I think my preferred solution would be to say something like "The message may come with a Digest header. This should be ignored and not used for comparison or signature verification. Instead, servers should calculate the digest of the message they've received and use that for signature verification."

tesaguri commented 7 months ago

You might not mean it, but nightpool's viewpoint is also relevant to real-world implementation designs, not only the elegance of the specs, which justifies the comparisons against the digest header value (the issue's very topic).

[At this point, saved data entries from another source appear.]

PR #292, opened 2024-02-15
Added prometheus scrape_config_files support

Lycowolf:
feat: Add support for scrape_config_files (fixes https://github.com/prometheus-community/ansible/issues/145)

PR #368, opened 2024-05-28
feat: Added prometheus scrape_config_files support

### LINKED ISSUE #145: [prometheus] - New scrape_config_files
Starting from version 2.43.0 of Prometheus, we have a new section available in the configuration file prometheus.yml called 'scrape_config_files,' where you can specify the paths of files containing the scrape_config settings. 

Would it be possible to implement this functionality by adding the 'scrape_config_files' attribute to the prometheus.yml.j2 template if it is defined in a variable, for example, 'prometheus_scrape_config_files'? It could be a list of paths."

manzsolutions-lpr:
Add support for scrape_config_files (fixes #145)

Attention: This is merely a rebase of #292.

### DIFF
--- a/roles/prometheus/meta/argument_specs.yml
+++ b/roles/prometheus/meta/argument_specs.yml
@@ -150,6 +150,14 @@ argument_specs:
         default:
           - "prometheus/targets/*.yml"
           - "prometheus/targets/*.json"
+      prometheus_scrape_config_files:
+        description:
+          - "List of folders where ansible will look for files containing custom scrape config configuration files which will be copied to C({{ prometheus_config_dir }}/scrapes/)."
+        type: "list"
+        elements: "str"
+        default:
+          - "prometheus/scrapes/*.yml"
+          - "prometheus/scrapes/*.json"
       prometheus_system_group:
         description:
           - "System group for Prometheus."
--- a/roles/prometheus/meta/argument_specs.yml
+++ b/roles/prometheus/meta/argument_specs.yml
@@ -153,6 +153,7 @@ argument_specs:
       prometheus_scrape_config_files:
         description:
           - "List of folders where ansible will look for files containing custom scrape config configuration files which will be copied to C({{ prometheus_config_dir }}/scrapes/)."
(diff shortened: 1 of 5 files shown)


gardar (changes requested):

gardar (changes requested):
We need to make sure the `scrape_config_files` option is not configured for older versions that don't support the option.

roles/prometheus/meta/argument_specs.yml
```diff
@@ -112,6 +112,7 @@ argument_specs:
       prometheus_scrape_configs:
         description:
           - "Prometheus scrape jobs provided in same format as in the L(official docs,https://prometheus.io/docs/prometheus/latest/configuration/configuration/#scrape_config)"
+          - "This feature is available starting from Prometheus v2.43.0."
```
gardar, line 115:
```suggestion
```

roles/prometheus/meta/argument_specs.yml
```diff
@@ -150,6 +151,14 @@ argument_specs:
         default:
           - "prometheus/targets/*.yml"
           - "prometheus/targets/*.json"
+      prometheus_scrape_config_files:
+        description:
+          - "List of folders where ansible will look for files containing custom scrape config configuration files which will be copied to C({{ prometheus_config_dir }}/scrapes/)."
```
gardar, line 156:
```suggestion
          - "List of folders where ansible will look for files containing custom scrape config configuration files which will be copied to C({{ prometheus_config_dir }}/scrapes/)."
           - "This feature is available starting from Prometheus v2.43.0."
```

gardar (changes requested):
Looks like this line got placed under the wrong option

roles/prometheus/meta/argument_specs.yml
manzsolutions-lpr: Snap, that one’s particularly embarrassing. Sorry and thank you for pointing it out!

gardar (approved):
LGTM! Thanks!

By decomposing the digest into a separate header, implementations can separate the signature generation/verification logics into a layer that handles the digest and another layer that handles the signature, which can contribute to a clean design. But a guidance against comparing the digest header value from the request limits the possible implementation strategies of these layers.

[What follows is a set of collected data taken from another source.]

PR #395, opened 2024-07-01
fix: remove EOL platforms for current ones

gardar:


SuperQ (approved):

SuperQ:
It seems like older versions of Ansible fail on some of the newer platforms.

gardar:
> It seems like older versions of Ansible fail on some of the newer platforms.

Yep, I was thinking about adding exclusions to the matrix to skip them. With that we could also trim to list even further by being more explicit about what Ansible versions to test against which distro versions. Just hadn't gotten around to implement it yet.

SuperQ:
Looks like all tests are passing now.

gardar:
Yep! Had to do a few changes as you can see haha.
But basically, now we can define excluded Ansible versions in `.config/molecule/config.yml` 
Also I was able to merge the `prepare` stages in the alternative molecule scenarios for all the roles into one, and do some other minor improvements.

But I think it's still another possible approach to ignore the provided digest as you suggested, so my preferred wording would be the provided hash should may be ignored.

omz13 commented 7 months ago

So, the server should skip comparing the digest and move straight to signature verification.

another possible approach to ignore the provided digest as you suggested, so my preferred wording would be the provided hash should may be ignored.

If a content hash is provided, and you ignore it, then you open the door for a man-in-the-middle attack (the signature will validate; changes to the body will go unchecked; nefarious actor wins).

a digest-esque header MUST be provided

the signature MUST include the digest-esque header

the digest-esque header is digest per RFC3280 (using a hash SHA-256)

the only thing to note is that digest is technically obsoleted by content-digest (because RFC9530 obsoleted RFC3280)... but I doubt if anybody cares because cavage-xx is technically replaced by RFC4921 and everybody seems happy to continue using cavage-xx.

(Just because there is a newer, but not necessarily better, standard does not mean people will use it.)

edent commented 7 months ago

If a content hash is provided, and you ignore it, then you open the door for a man-in-the-middle attack (the signature will validate; changes to the body will go unchecked; nefarious actor wins).

I think this is the bit I'm confused about and would appreciate some help on.

If an attacker can change the content of the message, they can also change the content of the Digest header. Is that correct?

If so, what does the comparison show? Or is it just a defence in case they've altered one but not the other?

omz13 commented 7 months ago

If an attacker can change the content of the message, they can also change the content of the Digest header. Is that correct?

Not necessarily: it depends on what architecture generates the response and the pipeline between the participants. A forward-proxy, reverse-proxy, http-proxy, etc, can each foul things in different ways (either because nefarious or poorly implemented). For instances using a service-oriented-architecture the more actors there are in that pipeline, the more "opportunities" for something to "happen".

If so, what does the comparison show? Or is it just a defence in case they've altered one but not the other?

a digest of the body ensures that the body is valid.

the signature ensures that the header(s) specified have not been tampered with, ensuring that the digest header is valid.

yes, it is a layered (onion) approach in that a nefarious actor will have to foul both the digest header and the signature.

validate the digest first; then validate the signature.

proceed as applicable.

nightpool commented 7 months ago

@edent

If so, what does the comparison show? Or is it just a defence in case they've altered one but not the other?

In this case, I think really it just increases debuggability and DX—if you compare the signatures directly, then when you get an error you have no way of telling where the error came from. If you compare the digests first, and then compare the signatures, you can give a more informative error message.